Granted it’s well past the fact, but no one really reads this blog anyway.
In America, Christmas is a time to decorate our homes with whatever didn’t melt in the attic the year before and to listen to a genre of songs so tacky that we make exceptions for Alvin and the Chipmunks. But in France, there isn’t this same hysteria necessitating countless movies, songs, and decor which have begun to emerge on the other side of November’s third-Thursday. Rather for the French, it’s all about the food, meaning the holiday is more comparable to our Thanksgiving than Christmas. I was lucky enough to have a friend invite me to celebrate it with her family.

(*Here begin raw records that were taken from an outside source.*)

PR #425, opened 2021-10-03
Added some Placeholders suggested on discord channel

MertUnverdi:


src/main/java/com/iridium/iridiumskyblock/configs/Placeholders.java
```diff
@@ -26,15 +26,15 @@
     public String islandBiome = "N/A";
 
     // Island Upgrade Placeholders
-    public String islandUpgradeBlocklimitLevel = "0";
-    public String islandUpgradeMemberLevel = "0";
-    public String islandUpgradeSizeLevel = "0";
-    public String islandUpgradeGeneratorLevel = "0";
-    public String islandUpgradeWarpLevel = "0";
```
dlsf, line 33: I don't think that we should remove these options, they would pollute old configs + maybe someone wants different placeholders.

dlsf (changes requested):

src/main/java/com/iridium/iridiumskyblock/configs/Placeholders.java
MertUnverdi: i don't think no one uses this :/

PeachesMLG: agree with das, keep this in

dlsf: A use case would be setting `islandUpgradeGeneratorLevel` to `No generator` or something similar

dlsf (approved):

PR #433, opened 2021-10-04
If server has FAWE or AWE, use async task for paste

DoctaEnkoda:


PeachesMLG:
This should return a CompletableFuture instead, we dont want to teleport players to the island until the island has been pasted

DoctaEnkoda:
> This should return a CompletableFuture instead, we dont want to teleport players to the island until the island has been pasted


I just took the paste async function, the CompletableFuture was not changed.

PeachesMLG:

Smoked salmon from a four-star hotel with cream, homemade foie gras (duck liver pâté), and bread with nuts.
Capon is a male chicken that has been castrated so its hormone imbalance makes it grow fatter and softer than any chicken you’ve eaten before. While its price keeps it from being eaten year-round, it’s central to the Christmas dinner table. Filled with a mushroom-based stuffing and accompanied with chestnuts and sweet potatoes.

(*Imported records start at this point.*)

PR #368, opened 2021-08-17
New Heights 1.17+

DoctaEnkoda:
Since 1.17, Mojang has brought the new heights and Spigot has therefore, at the same time an API for it even if it is in datapack.
We can use it now!

PR #449, opened 2021-10-09
This PR follows the PR: IridiumSkyblock#368

Euphillya:
This PR follows the PR: #368 

Since we can put water below layer 0, we can also be trying to make an underwater island, the concern is that if we put a dome, it is filled with water and it is not playable! This PR allows the blow to ignore or not the installation of air block.


MertUnverdi:
i don't think its matter but 👍🏻 

> i don't think its matter but 👍🏻 also the default boolean is false so pre exiting configs will be false by default its really important cuz can be there too much big schematics.. add a way to making defaults as true

sorry i didn't saw it wasn't primitive boolean so you can check "ignoreAirBlock" is null for making defaults as true (like how i did for islandHeight thing)

DoctaEnkoda:
No worries, I just did it;)

PR #464, opened 2021-10-15
Adding back buttons

MBDOFF:
Adding back buttons to almost all GUI's.


PeachesMLG:
Replaced By https://github.com/Iridium-Development/IridiumSkyblock/pull/497

PR #491, opened 2021-11-07
Fix mushroom schematic generate nothing.

DreamVoid:
Since the 3.1.2 version supports WorldEdit, when the player selects "mushroom" to generate an empty island, no blocks will be generated.
Besides, nether and end will be generated normally


MertUnverdi:
its @PeachesMLG's fault blame him

dlsf:
What schematic are you using now? The old mushroom schematic?

PR #493, opened 2021-11-12
Add Back Buttons each gu

MertUnverdi:


src/main/java/com/iridium/iridiumskyblock/BackButton.java
```diff
@@ -0,0 +1,14 @@
...
+import com.iridium.iridiumcore.Item;
+import lombok.AllArgsConstructor;
+import lombok.NoArgsConstructor;
+
+@AllArgsConstructor
+@NoArgsConstructor
+public class BackButton {
+
+    public boolean enabled;
+    public String command;
```
PeachesMLG, line 12: I think this should be an Inventory instead of a command, then we can optionally paste the Back button if that inventory is null or not

src/main/java/com/iridium/iridiumskyblock/IridiumSkyblock.java
```diff
@@ -513,6 +516,34 @@ public void loadConfigs() {
         Bukkit.getPluginManager().callEvent(reloadEvent);
     }
 
+    private void updateBackButtons() {
+        BackButton backButton22Is = new BackButton(true, "is", new Item(XMaterial.NETHER_STAR, 22, 1, "&c&lBack", Collections.emptyList())); //Used for making inline if statements
```
PeachesMLG, line 520: just have a BackButton that is relative to the inventory size, e.g. have a slot of -5 which will put it in the slot inventorysize-5

PeachesMLG (changes requested):

PeachesMLG:
Ima do this myself, this seems super messy

PeachesMLG:
Replaced by https://github.com/Iridium-Development/IridiumSkyblock/pull/497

Saint-Jacques, a common name for scallops, command a tender kiss straight from the sea with a little gristle when you get to the orange part. Tangy sauce for a spin.
Though not strictly a Christmas dish, this cake’s pillowy strawberry body set atop a bed of pistachio was more than welcome. Her mom stores bottles of wine in a cellar and pops one open after some time, pouring out Médoc of a fifteen-year vintage as if saying, “oh this ol’ thang?”.